If your team has AI running in a proof of concept but struggles to deploy it reliably in production, you are navigating the most critical gap in modern engineering. In this episode of the Next Generation Playbook for AI, Shweta Vohra sits down with industry veteran Joseph Stein to decode how we move from simple chatbots to autonomous agentic systems without descending into architectural chaos.

Joe, who has been engineering complex systems since 1997, views this moment not just as an evolution, but as an entirely new domain in the IT Venn diagram. 🌐


🎯 Defining the Agentic Shift: Beyond the Chatbot

We often confuse simple automation with agentic behavior. Joe clarifies the distinction with a sharp focus on determinism versus non-determinism.

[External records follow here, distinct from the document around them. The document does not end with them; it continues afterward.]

PR #7585, opened 2026-09-08
combat-trainer: appraise all available mobs each pass, gated by xp + cooldown

MahtraDR:
## What

Reworks `combat-trainer.lic`'s `appraise` (the `App` / `App Quick` / `App Careful` training actions) now that every creature carries a stable `<crtrStatus>` id.

### Before
- Appraised only the **first** non-blacklisted mob per pass.
- Kept a permanent `@no_app` blacklist that was populated **only** on `'Perhaps that ...'` (un-appraisable). A successfully-appraised mob was never recorded, so it got re-appraised every App tick; un-appraisable mobs were skipped for the rest of the session.
- Gate was rank-only (`Appraisal < 76`).

### After
- **XP gate:** skip entirely once Appraisal mindstate is at/over `@combat_training_abilities_target` — nothing left to learn this pulse. The hard rank floor (`< 76`) stays.
- **Appraise every mob:** loop `Creature.targets` and appraise each by id on each pass, instead of one.
- **Cooldown *is* the per-mob timer:** the App ability's configured cooldown (e.g. `App Quick: 120`) already spaces passes via `select_ability`, so it doubles as the "don't re-appraise a mob within the timer" gate. No id bookkeeping needed, and `@no_app` is removed.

  • The Non-Agentic World: These are the chatbots and deterministic systems we know. They function like a compiler; you know exactly what they will do. They are functional, idempotent, and lack side effects. 🤖
  • The Agentic World: These systems plan, act, and execute. Imagine a production response system that detects an anomaly and makes a non-deterministic decision. It calls APIs (tools), gathers info, and orchestrates a goal—like isolating a compromised server—in 30 seconds instead of the 45 minutes a human might require.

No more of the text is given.